►

PR #719, opened 2022-10-25
cmark-gfm: add

hdoc:
Per @eli-schwartz's suggestion in https://github.com/hdoc/hdoc/pull/25, we'd like to contribute a Meson wrap for the [cmark-gfm](https://github.com/github/cmark-gfm) package.

This is a C library that implements parsing of Markdown files, and includes some extensions that GitHub (the company) has made. It's built using CMake, and this PR adds Meson support as a wrap.

### DIFF
--- a/subprojects/cmark-gfm.wrap
+++ b/subprojects/cmark-gfm.wrap
@@ -1,0 +1,9 @@
+[wrap-file]
+directory = cmark-gfm-0.29.0.gfm.6
+source_url = https://github.com/github/cmark-gfm/archive/refs/tags/0.29.0.gfm.6.tar.gz
+source_filename = cmark-gfm-0.29.0.gfm.6.tar.gz
+source_hash = b17d86164c0822b5db3818780b44cb130ff30e9c6ec6a64f199b6d142684dba0
+patch_directory = cmark-gfm
+
+[provide]
+libcmark-gfm = cmark_gfm_dep
--- a/subprojects/packagefiles/cmark-gfm/cmark-gfm-extensions_export.h.meson
+++ b/subprojects/packagefiles/cmark-gfm/cmark-gfm-extensions_export.h.meson
@@ -1,0 +1,38 @@
+#ifndef CMARK_GFM_EXTENSIONS_EXPORT_H
+#define CMARK_GFM_EXTENSIONS_EXPORT_H
+
+/* Is this an exclusively static build */
+#if @CMARK_GFM_STATIC_DEFINE@ && ! defined CMARK_GFM_STATIC_DEFINE
+#  define CMARK_GFM_STATIC_DEFINE
+#endif
+
+/*
+ * Here is the complicated part. Windows is special -- you cannot just define
+ * entry points unconditionally.
+ * */
+#if defined _WIN32 || defined __CYGWIN__
+   /* When building static libraries, avoid marking public ones */
+#  if defined CMARK_GFM_STATIC_DEFINE
+#    define CMARK_GFM_EXTENSIONS_EXPORT
+   /* We are building this library */
+#  elif defined libcmark_gfm_EXPORTS
+#    define CMARK_GFM_EXTENSIONS_EXPORT __declspec(dllexport)
+   /* We are using this library */
+#  else
+#    define CMARK_GFM_EXTENSIONS_EXPORT __declspec(dllimport)
+#  endif
+
+/* On to the easy part. GCC and lookalikes such as clang just work */
+#elif defined __GNUC__ && __GNUC__ >= 4
+#  define CMARK_GFM_EXTENSIONS_EXPORT __attribute__((visibility("default")))
+
+/* Older solaris support, why not */
+#elif defined __SUNPRO_C && __SUNPRO_C >= 0x550
+#  define CMARK_GFM_EXTENSIONS_EXPORT __global
+
+/* All else failed, and we don't know about this compiler. Be conservative. */
+#else
+#  define CMARK_GFM_EXTENSIONS_EXPORT
+#endif
+
+#endif /* CMARK_GFM_EXTENSIONS_EXPORT_H */
--- a/subprojects/packagefiles/cmark-gfm/cmark-gfm_export.h.meson
+++ b/subprojects/packagefiles/cmark-gfm/cmark-gfm_export.h.meson
@@ -1,0 +1,38 @@
+#ifndef CMARK_GFM_EXPORT_H
+#define CMARK_GFM_EXPORT_H
+
+/* Is this an exclusively static build */
+#if @CMARK_GFM_STATIC_DEFINE@ && ! defined CMARK_GFM_STATIC_DEFINE
+#  define CMARK_GFM_STATIC_DEFINE
+#endif
+
+/*
+ * Here is the complicated part. Windows is special -- you cannot just define
+ * entry points unconditionally.
+ * */
+#if defined _WIN32 || defined __CYGWIN__
+   /* When building static libraries, avoid marking public ones */
+#  if defined CMARK_GFM_STATIC_DEFINE
+#    define CMARK_GFM_EXPORT
+   /* We are building this library */
+#  elif defined libcmark_gfm_EXPORTS
+#    define CMARK_GFM_EXPORT __declspec(dllexport)
+   /* We are using this library */
+#  else
+#    define CMARK_GFM_EXPORT __declspec(dllimport)
+#  endif
+
+/* On to the easy part. GCC and lookalikes such as clang just work */
+#elif defined __GNUC__ && __GNUC__ >= 4
+#  define CMARK_GFM_EXPORT __attribute__((visibility("default")))
+
+/* Older solaris support, why not */
+#elif defined __SUNPRO_C && __SUNPRO_C >= 0x550
+#  define CMARK_GFM_EXPORT __global
+
+/* All else failed, and we don't know about this compiler. Be conservative. */
+#else
+#  define CMARK_GFM_EXPORT
+#endif
+
+#endif /* CMARK_GFM_EXPORT_H */
--- a/subprojects/packagefiles/cmark-gfm/meson.build
+++ b/subprojects/packagefiles/cmark-gfm/meson.build
@@ -1,0 +1,141 @@
+project(
+    'cmark-gfm',
+    'c',
+    version: '0.29.0.gfm.6',
+    default_options: ['warning_level=3'],
+    meson_version: '>=0.49.0',
+    license: 'BSD-2-Clause',
+)
+
+cc = meson.get_compiler('c')
+has_stdbool_header = cc.has_header('stdbool.h')
+has_builtin_expect_code = 'int main() { __builtin_expect(0,0); return 0; }'
+has_builtin_expect = cc.links(
+    has_builtin_expect_code,
+    name: 'has __builtin_expect',
+)
+has_attribute_code = '''
+  int f(void) __attribute__ (());
+  int main() { return 0; }
+'''
+has_attribute = cc.compiles(has_attribute_code, name: 'has __attribute__')
+
+cdata = configuration_data(
+    {
+        'HAVE_STDBOOL_H': has_stdbool_header,
+        'HAVE___BUILTIN_EXPECT': has_builtin_expect,
+        'HAVE___ATTRIBUTE__': has_attribute,
+    },
+)
+
+configure_file(
+    format: 'cmake@',
+    input: 'src/config.h.in',
+    output: 'config.h',
+    configuration: cdata,
+)
+
+varr = meson.project_version().split('.')
+vdata = configuration_data(
+    {
+        'PROJECT_VERSION_MAJOR': varr[0],
+        'PROJECT_VERSION_MINOR': varr[1],
+        'PROJECT_VERSION_PATCH': varr[2],
+        'PROJECT_VERSION_GFM': varr[4],
+    },
+)
+
+configure_file(
+    format: 'cmake@',
+    input: 'src/cmark-gfm_version.h.in',
+    output: 'cmark-gfm_version.h',
+    configuration: vdata,
+)
+
+edata = configuration_data(
+    {
+        'CMARK_GFM_STATIC_DEFINE': get_option('default_library') == 'static',
+    },
+)
+
+configure_file(
+    input: 'cmark-gfm_export.h.meson',
+    output: 'cmark-gfm_export.h',
+    configuration: edata,
+)
+
+configure_file(
+    input: 'cmark-gfm-extensions_export.h.meson',
+    output: 'cmark-gfm-extensions_export.h',
+    configuration: edata,
+)
+
+# Required to avoid linker warnings on Windows.
+add_project_arguments('-Dlibcmark_gfm_EXPORTS', language: 'c')
+
+cmark_gfm_src = files(
+    'src/arena.c',
+    'src/blocks.c',
+    'src/buffer.c',
+    'src/cmark.c',
+    'src/cmark_ctype.c',
+    'src/commonmark.c',
+    'src/footnotes.c',
+    'src/houdini_href_e.c',
+    'src/houdini_html_e.c',
+    'src/houdini_html_u.c',
+    'src/html.c',
+    'src/inlines.c',
+    'src/iterator.c',
+    'src/latex.c',
+    'src/linked_list.c',
+    'src/man.c',
+    'src/map.c',
+    'src/node.c',
+    'src/plaintext.c',
+    'src/plugin.c',
+    'src/references.c',
+    'src/registry.c',
+    'src/render.c',
+    'src/scanners.c',
+    'src/syntax_extension.c',
+    'src/utf8.c',
+    'src/xml.c',
+)
+
+cmark_gfm_extensions_src = files(
+    'extensions/autolink.c',
+    'extensions/core-extensions.c',
+    'extensions/ext_scanners.c',
+    'extensions/ext_scanners.h',
+    'extensions/strikethrough.c',
+    'extensions/table.c',
+    'extensions/tagfilter.c',
+    'extensions/tasklist.c',
+)
+
+# cmark-gfm has many unused parameter warnings, so we disable that warning
+# on compilers that support it.
+add_project_arguments(
+    cc.get_supported_arguments('-Wno-unused-parameter'),
+    language: 'c',
+)
+
+includes = include_directories('.', 'src', 'extensions')
+cmark_gfm_lib = library(
+    'cmark-gfm',
+    cmark_gfm_src,
+    include_directories: includes,
+)
+
+cmark_gfm_extensions_lib = library(
+    'cmark-gfm-extensions',
+    cmark_gfm_extensions_src,
+    include_directories: includes,
+    link_with: cmark_gfm_lib,
+)
+
+cmark_gfm_dep = declare_dependency(
+    link_with: [cmark_gfm_lib, cmark_gfm_extensions_lib],
+    include_directories: includes,
+)
--- a/releases.json
+++ b/releases.json
@@ -168,6 +168,14 @@
       "1.9.1-1"
     ]
   },
+  "cmark-gfm": {
+    "dependency_names": [
+      "libcmark-gfm"
+    ],
+    "versions": [
+      "0.29.0.gfm.6-1"
+    ]
+  },
   "cmock": {
     "dependency_names": [
       "cmock"


subprojects/packagefiles/cmark-gfm/meson.build
```diff
@@ -0,0 +1,73 @@
...
+})
+
+configure_file(
+  format: 'cmake@',
+  input: 'src/cmark-gfm_version.h.in',
+  output: 'cmark-gfm_version.h',
+  configuration: vdata)
+
+src = [
+  'src/cmark.c',
```
neheb, line 30: Should use files() here. Allows muon's FMT to alphabetize the entries.

subprojects/packagefiles/cmark-gfm/meson.build
```diff
@@ -0,0 +1,73 @@
...
+  'extensions/ext_scanners.c',
+  'extensions/ext_scanners.h',
+  'extensions/strikethrough.c',
+  'extensions/table.c',
+  'extensions/tagfilter.c',
+  'extensions/tasklist.c',
+]
+
+# Many unused parameters warnings when these warnings are enabled.
+add_project_arguments('-fvisibility=hidden', language: 'c')
```
neheb, line 68: IIRC this one can be done with gnu_symbol_visibility.

subprojects/packagefiles/cmark-gfm/meson.build
hdoc: Fixed, thank you.

eli-schwartz:
> Unfortunately, the upstream CMake config uses the generate_export_config CMake functionality (used here, here, and here) that doesn't seem to be supported by Meson. These lines generate the cmark-gfm-extensions_export.h and cmark-gfm_export.h files. Since I couldn't find a way to get Meson to generate these files, I've (temporarily) included them with the patch.

Because CMake is so amazingly wonderful, it generates a statically coded boilerplate file that really is trivial to check into git. It's pretty annoying that projects rely on a weird CMake function instead.

But the really bad part of this is that CMake generates a different file depending on your OS. This should just include support for all OSes via compiler check macros. Basically:

- if compiler supports GNUC 4 or greater, set up attribute visibility
- if compiler has the _MSC_VER define, check 8 or 10 different conditions before deciding whether to set up dllimport, dllexport, or nothing
- if all else fails, define macro as empty so it's a no-op

The CMake generated file just ritualizes this with project-specified scope names, including a bit of gunk nobody actually uses in their CMake projects.

subprojects/packagefiles/cmark-gfm/meson.build
eli-schwartz: Does the symbol table of the shared library expose a bunch of private symbols?

Given there's an export file, I imagine the source code annotates the functions which are public, so specifying `gnu_symbol_visibility: 'hidden'` is beneficial and cleans the symbol table while also allowing the compiler to generate slightly more optimized code.

hdoc: Given that this is being built as a static library I don't think visibility actually affects anything. If it were a shared library then the visibility attribute would have a purpose.

hdoc:
I agree that the CMake export functionality is extremely annoying. If we restrict this wrap to solely build cmark-gfm as a static library then we can drastically simplify the export files but ignoring all of the visibility `#defines`. That would leave the "deprecated" `#defines`. For those, I suggest we manually check if the compiler supports the `deprecated` attribute with some code like this:
```
cc = meson.get_compiler ('c')
if (cc.has_function_attribute('deprecated'))
  # Set the CMARK_GFM_DEPRECATED define to whatever
else
  # Don't set any defines
endif
```

That would then get written to the `*_export.h` files which would be generate at configure-time, perhaps using a `generator`.

Does this sound reasonable?

eli-schwartz:
> That would leave the "deprecated" `#defines`. For those, I suggest we manually check if the compiler supports the `deprecated` attribute with some code like this:

That's just random goop which CMake creates, and cmark-gfm doesn't use.

Anyway, I went and ported cmark to use a simpler header that Meson can use too. It would need to be merged into cmark, then merged again into cmark-gfm, then released, before this wrap could take advantage of it... but this wrap could still include the header itself in the meantime.

eli-schwartz:
Here's a much better template to use.

```
$ cat src/cmark-gfm_export.h.in 
#ifndef CMARK_GFM_EXPORT_H
#define CMARK_GFM_EXPORT_H

/* Is this an exclusively static build */
#if @CMARK_GFM_STATIC_DEFINE@ && ! defined CMARK_GFM_STATIC_DEFINE
#cmakedefine CMARK_GFM_STATIC_DEFINE
#endif

/*
 * Here is the complicated part. Windows is special -- you cannot just define
 * entry points unconditionally.
 * */
#if defined _WIN32 || defined __CYGWIN__
   /* When building static libraries, avoid marking public ones */
#  if defined CMARK_GFM_STATIC_DEFINE
#    define CMARK_GFM_EXPORT
   /* We are building this library */
#  elif defined libcmark_gfm_EXPORTS
#    define CMARK_GFM_EXPORT __declspec(dllexport)
   /* We are using this library */
#  else
#    define CMARK_GFM_EXPORT __declspec(dllimport)
#  endif

/* On to the easy part. GCC and lookalikes such as clang just work */
#elif defined __GNUC__ && __GNUC__ >= 4
#  define CMARK_GFM_EXPORT __attribute__((visibility("default")))

/* Older solaris support, why not */
#elif defined __SUNPRO_C && __SUNPRO_C >= 0x550
#  define CMARK_GFM_EXPORT __global

/* All else failed, and we don't know about this compiler. Be conservative. */
#else
#  define CMARK_GFM_EXPORT
#endif

#endif /* CMARK_GFM_EXPORT_H */
```

I also removed the pointless duplication of headers... but that needs patches to cmark-gfm.

hdoc:
Nice, thanks for making the PR upstream. Let me know if there is anything I can do to help. In the meantime I suppose we will let this PR sit on ice until upstream gets fixed, unless you have a better idea...

eli-schwartz:
Simply name the headers `*.h.meson` instead of `*.h.in`. :)

subprojects/packagefiles/cmark-gfm/cmark-gfm-extensions_export.h.meson
```diff
@@ -0,0 +1,38 @@
...
+/* Older solaris support, why not */
+#elif defined __SUNPRO_C && __SUNPRO_C >= 0x550
+#  define CMARK_GFM_EXTENSIONS_EXPORT __global
+
+/* All else failed, and we don't know about this compiler. Be conservative. */
+#else
+#  define CMARK_GFM_EXTENSIONS_EXPORT
+#endif
+
+#endif /* CMARK_GFM_EXTENSIONS_EXPORT_H */
```
neheb, line 38: No newline. Wonder what text editor does this...

subprojects/packagefiles/cmark-gfm/cmark-gfm_export.h.meson
```diff
@@ -0,0 +1,38 @@
...
+/* Older solaris support, why not */
+#elif defined __SUNPRO_C && __SUNPRO_C >= 0x550
+#  define CMARK_GFM_EXPORT __global
+
+/* All else failed, and we don't know about this compiler. Be conservative. */
+#else
+#  define CMARK_GFM_EXPORT
+#endif
+
+#endif /* CMARK_GFM_EXPORT_H */
```
neheb, line 38: No newline.

eli-schwartz:
These commits should all be squashed into one commit, probably...

subprojects/packagefiles/cmark-gfm/cmark-gfm_export.h.meson
hdoc: Fixed.

subprojects/packagefiles/cmark-gfm/cmark-gfm-extensions_export.h.meson
hdoc: Fixed.

hdoc:
@eli-schwartz thanks, I implemented your suggestion.

Commits are all squashed and the wrap builds and passes sanity check locally. I think the remaining items are to run CI on this to ensure it's clean, and then merge if everyone find it satisfactory.

hdoc:
Looks like I made a mistake when I formatted the file, one moment while I fix it...

hdoc:
Should be good to go now.

neheb:
```
cl : Command line error D8021 : invalid numeric argument '/Wno-unused-parameter'
```

hdoc:
Saw that, fixing it now.

hdoc:
@neheb fixed, though only for compilers that support `-Wno-unused-parameter`. Not sure how to make it work on MSVC, we don't have much experience with it.

subprojects/packagefiles/cmark-gfm/meson.build
```diff
@@ -94,7 +94,10 @@ src = files(
 )
 
 # Many unused parameters warnings when this warning is enabled.
-add_project_arguments('-Wno-unused-parameter', language: 'c')
+cc = meson.get_compiler('c')
+if (cc.has_argument('-Wno-unused-parameter'))
```
eli-schwartz, line 98: `if (expression)` is equivalent to `if (expression)`, the grouping isn't doing anything here.

Also note there is:

```meson
add_project_arguments(cc.get_supported_arguments('-Wno-unused-parameter'), language: 'c')
```

which means you don't need to repeat the argument name.

hdoc: Thanks, the extra brackets were an honest mistake. Incorporated your feedback on the latest commit.

subprojects/packagefiles/cmark-gfm/meson.build
```diff
@@ -0,0 +1,106 @@
...
+    default_options: ['warning_level=3'],
+)
+
+cdata = configuration_data(
+    {
+        'HAVE_STDBOOL_H': true,
+        'HAVE___BUILTIN_EXPECT': true,
+        'HAVE___ATTRIBUTE__': true,
+    },
+)
```
eli-schwartz, line 14: In the cmake build, these are defined as:
```cmake
CHECK_INCLUDE_FILE(stdbool.h HAVE_STDBOOL_H)
CHECK_C_SOURCE_COMPILES(
  "int main() { __builtin_expect(0,0); return 0; }"
  HAVE___BUILTIN_EXPECT)
CHECK_C_SOURCE_COMPILES("
  int f(void) __attribute__ (());
  int main() { return 0; }
" HAVE___ATTRIBUTE__)
```

I am not sure it makes sense to hardcode these...

neheb:
since there's dllexport functionality now, probably makes sense to use library() instead of static_library().

subprojects/packagefiles/cmark-gfm/meson.build
hdoc: Fixed.

subprojects/packagefiles/cmark-gfm/meson.build
```diff
@@ -0,0 +1,106 @@
...
+    input: 'src/cmark-gfm_version.h.in',
+    output: 'cmark-gfm_version.h',
+    configuration: vdata,
+)
+
+edata = configuration_data(
+    {
+        'CMARK_GFM_STATIC_DEFINE': true,
+    },
+)
```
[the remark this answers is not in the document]
hdoc: Never mind, I figured it out. Fixing it now.

subprojects/packagefiles/cmark-gfm/meson.build
```diff
@@ -0,0 +1,121 @@
+project(
+    'cmark-gfm',
+    'c',
+    version: '0.29.0.gfm.6',
```
eli-schwartz, line 4: Can you add `meson_version: '>=0.49.0',`? That's the minimum required version of Meson based on the features this uses -- always better to be explicit IMO.

eli-schwartz (commented):
Could be rebased again. :)

subprojects/packagefiles/cmark-gfm/meson.build
```diff
@@ -0,0 +1,121 @@
...
+has_builtin_expect_code = 'int main() { __builtin_expect(0,0); return 0; }'
+has_builtin_expect = cc.links(
+    has_builtin_expect_code,
+    name: 'has __builtin_expect',
+)
+has_attribute_code = '''
+  int f(void) __attribute__ (());
+  int main() { return 0; }
+'''
+has_attribute = cc.links(has_attribute_code, name: 'has __attribute__')
```
eli-schwartz, line 19: I suspect it's probably enough to check if these `cc.compiles()`, without also running the linker.

subprojects/packagefiles/cmark-gfm/meson.build
hdoc: Done.

subprojects/packagefiles/cmark-gfm/meson.build
hdoc: Agreed, fixed.

hdoc:
Rebased it and incorporated all feedback so far.

eli-schwartz:
On MSVC:

```
cmark-gfm| Checking if "has __builtin_expect" compiles: YES
cmark-gfm| Checking if "has __attribute__" compiles: NO
```

Apparently a compile test is NOT good enough for that one. :) Makes sense in retrospect, it's not syntactically wrong.

subprojects/packagefiles/cmark-gfm/meson.build
```diff
@@ -0,0 +1,123 @@
...
+    'extensions/autolink.c',
+    'extensions/core-extensions.c',
+    'extensions/ext_scanners.c',
+    'extensions/ext_scanners.h',
+    'extensions/strikethrough.c',
+    'extensions/table.c',
+    'extensions/tagfilter.c',
+    'extensions/tasklist.c',
+    'src/arena.c',
+    'src/blocks.c',
```
eli-schwartz, line 83: Shouldn't these be defined as two different libraries?

subprojects/packagefiles/cmark-gfm/cmark-gfm-extensions_export.h.meson
```diff
@@ -0,0 +1,38 @@
...
+/*
+ * Here is the complicated part. Windows is special -- you cannot just define
+ * entry points unconditionally.
+ * */
+#if defined _WIN32 || defined __CYGWIN__
+   /* When building static libraries, avoid marking public ones */
+#  if defined CMARK_GFM_STATIC_DEFINE
+#    define CMARK_GFM_EXTENSIONS_EXPORT
+   /* We are building this library */
+#  elif defined libcmark_gfm_EXPORTS
```
eli-schwartz, line 18: Ah right, there's some MSVC warnings about inconsistent linkage because these defines are not passed at the time of building.

subprojects/packagefiles/cmark-gfm/meson.build
```diff
@@ -0,0 +1,123 @@
...
+configure_file(
+    format: 'cmake@',
+    input: 'src/cmark-gfm_version.h.in',
+    output: 'cmark-gfm_version.h',
+    configuration: vdata,
+)
+
+edata = configuration_data(
+    {
+        'CMARK_GFM_STATIC_DEFINE': get_option('default_library') == 'static',
```
eli-schwartz, line 57: (Keeping in mind this is only needed for Windows, i.e. when `_WIN32 || __CYGWIN__` is defined, in the dllexport code branch.)

We should probably also add this define as a cflag for the declare_dependency and the pkg-config file, if it ends up being true and needed on Windows for linkage.

subprojects/packagefiles/cmark-gfm/meson.build
hdoc: Yes upstream defines them as two separate libraries so I'll make a follow-up commit to match that.

subprojects/packagefiles/cmark-gfm/meson.build
hdoc: Looks like [upstream defines them as cflags](https://github.com/github/cmark-gfm/blob/master/extensions/CMakeLists.txt#L54-L56) too, I've made a commit to match that behavior. As for the pkg-config, I'm not sure I follow. Do we need to define one? Likewise the Windows linker errors are a mystery to me.

eli-schwartz: I was going to say they were needed as compile_args in the declare_dependency, but...

I realized this is likely not true. For static builds, we should be covered by:
```
/* Is this an exclusively static build */
#if @CMARK_GFM_STATIC_DEFINE@ && ! defined CMARK_GFM_STATIC_DEFINE
#  define CMARK_GFM_STATIC_DEFINE
#endif
```

subprojects/packagefiles/cmark-gfm/meson.build
```diff
@@ -108,16 +100,43 @@ src = files(
...
+cmark_gfm_extensions_includes = include_directories('.', 'src', 'extensions')
+cmark_gfm_extensions_lib = library(
+    'cmark-gfm-extensions',
+    cmark_gfm_extensions_src,
+    include_directories: cmark_gfm_extensions_includes,
+    link_with: cmark_gfm_lib,
+)
+cmark_gfm_extensions_dep = declare_dependency(
+    link_with: cmark_gfm_extensions_lib,
+    include_directories: cmark_gfm_extensions_includes,
```
eli-schwartz, line 149: I don't think we need a separate dependency for this. When installing with cmake globally, it installs a single pkg-config file "libcmark-gfm.pc" that links to `-lcmark-gfm -lcmark-gfm-extensions`.

subprojects/cmark-gfm.wrap
```diff
@@ -0,0 +1,10 @@
+[wrap-file]
+directory = cmark-gfm-0.29.0.gfm.6
+source_url = https://github.com/github/cmark-gfm/archive/refs/tags/0.29.0.gfm.6.tar.gz
+source_filename = cmark-gfm-0.29.0.gfm.6.tar.gz
+source_hash = b17d86164c0822b5db3818780b44cb130ff30e9c6ec6a64f199b6d142684dba0
+patch_directory = cmark-gfm
+
+[provide]
+cmark-gfm = cmark_gfm_dep
```
eli-schwartz, line 9: I think this should be called "libcmark-gfm", as that is the name of the pkg-config file this dependency corresponds to.

hdoc: Fixed.

subprojects/packagefiles/cmark-gfm/meson.build
hdoc: Fixed.

subprojects/packagefiles/cmark-gfm/meson.build
hdoc: Do we revert https://github.com/mesonbuild/wrapdb/pull/719/commits/36fd79c33555afa7e3c0b76637ea0cd515bf1b4a then?

eli-schwartz: Indeed I believe that is not necessary either.

hdoc: Reverted it.

hdoc:
Thoughts on these Windows linker warnings?

neheb:
This should be squashed.

As far as the file, you could probably avoid all that mess by manipulating cpp_args. See my recent PRs doing just that.

eli-schwartz:
You cannot manipulate cpp_args in order to solve the issue of the upstream main header attempts to `#include` a file that cmake generates containing the defines.

Also in general command line length bloat can cause bugs where e.g. Windows just errors out because too long, but sometimes it is regrettably unavoidable...

neheb:
Sure you can. Just empty it out. That's what I did for libebml.

eli-schwartz:
Why painfully bend over backwards to install an empty file, when if you are just going to hardcode a list of static defines you can just dump them as a set of configuration_data() values into the exact same configure_file()?

neheb:
I’d rather not. Note that it’s dllexport when building the library and dllimport when using it.

hdoc:
I've squashed the series of commits just now.

I would also prefer to use the same semantics as upstream does by generating the full `*_export.h` files instead of dumping an empty file and using `cpp_args`.

I believe the last outstanding issue is the Windows linker warnings. I do not have a Windows machine to test with (other than CI), so I would appreciate any help (a patch is especially welcome) in solving that issue.

Thank you.

subprojects/packagefiles/cmark-gfm/cmark-gfm-extensions_export.h.meson
hdoc: I believe the most recent commit should fix this issue by adding `-Dlibcmark_gfm_EXPORTS` as a `cpp_arg`. Let's see if it passes CI.

eli-schwartz: Right. CMake automatically does that by default just in case you want to use generated export headers (and in our case, we are using templated export headers) and I didn't think to check that that was implemented here.

hdoc:
Linker warnings on Windows are fixed. I'm squashing the PR and I think it is ready to be merged in now barring any final review comments.

jpakkane:
Issues seem to be fixed and tests are green so merging. Further minor issues can be fixed in subsequent MRs.

eli-schwartz:
Yup, agreed.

◄

§ **YOUR TASK**
Out of the records above, pick each line that contains the string "generates".

§ **THE COMPLETED TASK**
Because CMake is so amazingly wonderful, it generates a statically coded boilerplate file that really is trivial to check into git. It's pretty annoying that projects rely on a weird CMake function instead.
But the really bad part of this is that CMake generates a different file depending on your OS. This should just include support for all OSes via compiler check macros. Basically:
You cannot manipulate cpp_args in order to solve the issue of the upstream main header attempts to `#include` a file that cmake generates containing the defines.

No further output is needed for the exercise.